1/8000s shutter, 1/200 x-sync, 150k shutter cycles (150% (!) of 6d). Esp. the x-sync might matter to some since even 1/200s is pretty slow for stop-motion (hss cannot do that and is weaker at distance in bright light). And the big question is how long the shutter of the 6d will actually last, i.e. if the lower rating is just marketing - if not, the difference to the 5d3 might be "worth it" for longevity alone when shooting bursts, brackets, hdr and so on.

If you are looking for other smart answers for questions your readers are asking :-> what the 6d is actually good at, look here: http://www.canonrumors.com/forum/index.php?topic=11309.0



MichaelTheMaven said:


> Is there anything else you guys want me to test?
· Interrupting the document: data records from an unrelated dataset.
PR #700, opened 2018-11-11
Introduce WindowBuilderExt::with_app_id for wayland

vberger:
This was discussed some time ago, and allows applications to specify an application id that the wayland compositor will use to find the matching `.desktop` file.

### DIFF
--- a/src/os/unix.rs
+++ b/src/os/unix.rs
@@ -225,6 +225,13 @@ pub trait WindowBuilderExt {
     fn with_resize_increments(self, increments: LogicalSize) -> WindowBuilder;
     /// Build window with base size hint. Only implemented on X11.
     fn with_base_size(self, base_size: LogicalSize) -> WindowBuilder;
+
+    /// Build window with a given application ID. It should match the `.desktop` file distributed with
+    /// your program. Only relevant on Wayland.
+    ///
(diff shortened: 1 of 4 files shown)


src/os/unix.rs
```diff
@@ -225,6 +225,13 @@ pub trait WindowBuilderExt {
     fn with_resize_increments(self, increments: LogicalSize) -> WindowBuilder;
     /// Build window with base size hint. Only implemented on X11.
     fn with_base_size(self, base_size: LogicalSize) -> WindowBuilder;
+
+    /// Build window with a given app-id. It should match the `.desktop`
```
francesca64:
```suggestion
    /// Build window with a given `app-id`. It should match the `.desktop`
```
Should `app-id` be in backticks?

src/os/unix.rs
```diff
@@ -225,6 +225,13 @@ pub trait WindowBuilderExt {
...
+    /// file distributed with your program. Only relevant on Wayland.
+    ///
+    /// For details about application id conventions, see the
```
francesca64:
```suggestion
    /// For details about application ID conventions, see the
```
To be more consistent with the stylization you used in the CHANGELOG

PR #701, opened 2018-11-11
travis: freeze dependencies that silently broke 1.24.1 compat

### LINKED ISSUE #698: smithay-client-toolkit fails 1.24.1 Linux builds
The root cause seems to be from [`stb_truetype`](https://crates.io/crates/stb_truetype), which is depended on by [`smithay-client-toolkit`](https://crates.io/crates/smithay-client-toolkit) via [`andrew`](https://crates.io/crates/andrew) via [`rusttype`](https://crates.io/crates/rusttype).

vberger:
Fixes #698

### DIFF
--- a/.travis.yml
+++ b/.travis.yml
@@ -63,6 +63,17 @@ install:
   - rustup self update
   - rustup target add $TARGET; true
 
+before_script:
+  - |
+      if [ "$TRAVIS_RUST_VERSION" == "1.24.1" ]; then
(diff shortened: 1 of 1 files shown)


francesca64:
Until we reach a consensus, we should merge this anyway so contributors won't have to deal with spurious CI failures (...and so I won't get a scary build failure email every time I merge a PR!)

PR #703, opened 2018-11-13
On Windows, catch window callback panics and forward them to the calling thread

### LINKED ISSUE #699: Windows backend invokes undefined behavior upon panic
Right now, panics in the Windows callback function invokes undefined behavior by unwinding into foreign code (see [here](https://doc.rust-lang.org/beta/nomicon/print.html#what-unsafe-rust-can-do)). This is going to become even more of a problem once the Event Loop 2.0 code gets merged and we're running *all* user code in the Windows callback. There should be a panic handler installed that catches the panic, kills the Windows event loop, then resumes panicking from the main event loop.

Osspial:
- [x] ~~Created an example program if it would help users understand this functionality~~

Fixes #699.

### DIFF
--- a/CHANGELOG.md
+++ b/CHANGELOG.md
@@ -1,4 +1,5 @@
 # Unreleased
+- On Windows, catch panics in event loop child thread and forward them to the parent thread.
 
 - On X11, fixed panic caused by dropping the window before running the event loop.
 - Introduce `WindowBuilderExt::with_app_id` to allow setting the application ID on Wayland.
--- a/CHANGELOG.md
+++ b/CHANGELOG.md
@@ -2,12 +2,9 @@
 
 - On X11, fixed panic caused by dropping the window before running the event loop.
 - Introduce `WindowBuilderExt::with_app_id` to allow setting the application ID on Wayland.
-<<<<<<< HEAD
 - On Windows, catch panics in event loop child thread and forward them to the parent thread. This prevents an invocation of undefined behavior due to unwinding into foreign code.
-=======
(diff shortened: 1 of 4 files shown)


francesca64:
It looks like there's something wrong with how you rebased this? It adds a lot of noise to the diff.

Osspial:
Huh, I don't know what was up with that. It looks like that's been fixed now.

src/platform/windows/events_loop.rs
```diff
@@ -370,45 +391,79 @@ lazy_static! {
...
+    // If a panic has been triggered, cancel all future operations in the function.
+    if CONTEXT_STASH.with(|stash| stash.borrow().as_ref().map(|s| s.panic_error.is_some()).unwrap_or(false)) {
+        return error;
+    }
+
+    let callback_result = panic::catch_unwind(f);
+    match callback_result {
+        Ok(lresult) => lresult,
+        Err(err) => CONTEXT_STASH.with(|context_stash| {
+            println!("catch panic!");
```
francesca64: Was this `println!` left in intentionally?

Osspial:
Thanks for the review! Those changes have been applied. Also, I'd like to wait for #710 to be reviewed/merged before merging this, since we should also be catching panics created by the `thread_event_target_callback` introduced there.

CHANGELOG.md
```diff
@@ -2,8 +2,12 @@
 
 - On X11, fixed panic caused by dropping the window before running the event loop.
 - Introduce `WindowBuilderExt::with_app_id` to allow setting the application ID on Wayland.
+<<<<<<< HEAD
```
francesca64: ​Whoops!

PR #713, opened 2018-11-18
Add ordering traits to VirtualKeyCode

oskargustafsson:
Motivation:
This allows VirtualKeyCode variants to be stored in a BTreeSet.
Unlike HashSets, BTreeSets implement Ord and Hash, allowing them to be
keys in a {Hash|BTree}Map. This is nice, e.g. when implementing
keyboard shortcuts functionality, which maps a set of pressed keys to
some action.


Osspial:
That rationale seems reasonable enough. I don't see any real reason not to support this.

francesca64:
I'm also not opposed to this. The only downside is that reordering variants would be a breaking change, but we also never reorder variants, so it's not really an issue.

How about you, @vberger?

vberger:
I don't have any objection either.

francesca64:
Alright! Thanks for the PR!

Sharpness of the 6d - the 5d3 has more chroma noise, but I suspect part of the difference 5d3 vs 6d is that the latter has in-camera chroma noise reduction even for raw files, but at the cost of some sharpness. If you allow for that possibility, the advantage of the 6d is a lot smaller, esp. after a little downsizing 22mp->20mp.


----------



## Denisas Pupka (Dec 9, 2012)

Michael, thank you for nice review. Great ISO performance, +1 for 6D, because I already started considering 6D vs 5D mark3, but I do want lighter camera, control with one had + wifi (especially hopes that wifi will be working with video in future). I heard some talks around, that 6D sharper in video mode than mark3, and thats why it have more moire. From your test have you seen any difference? Thank you.


----------



## ScottyP (Dec 9, 2012)

6d Focus lag in dark using speed lite WITH AF ASSIST BEAM. Compared to same with 5d3. Please.


----------



## EOBeav (Dec 9, 2012)

Yeah, my big question is more about build quality than anything else. The 5DmkII is a tank and has held up pretty reliably in the field. The 6D seems to be Rebelized a bit in that regard. IQ for both are likely a wash. If you can't take good images with one, you won't be able to get good images with the other. They will likely be sunsetting the 5DmkII, but it's too bad they can't keep it around with a 'legacy' or 'classic' moniker of some kind.


----------



## RS2021 (Dec 9, 2012)

Marsu42 said:


> Sharpness of the 6d - the 5d3 has more chroma noise, but I suspect part of the difference 5d3 vs 6d is that the latter has in-camera chroma noise reduction even for raw files, but at the cost of some sharpness. If you allow for that possibility, the advantage of the 6d is a lot smaller, esp. after a little downsizing 22mp->20mp.



+1
Looking at the comparisons so far, clearly canon had to trade/balance sharpness and NR at high ISO with the 6D. And his reference to 5d3 is peripheral... So his conclusions on old 5d2 hopefully is not overstreched to 5d3 in this thread... but the writing on the wall for the old 5d2 is clear...canon will ease it out to pasture and 6d will substitute it in short order. And canon will not want a replacement body that performs just at or significantly below their 3 year old horse... So 6d will up the ante a tad on sensor performance and will have newer features as well to hold the market share. So his conclusions on 5d2 vs 6d is fairly valid and will probably hold.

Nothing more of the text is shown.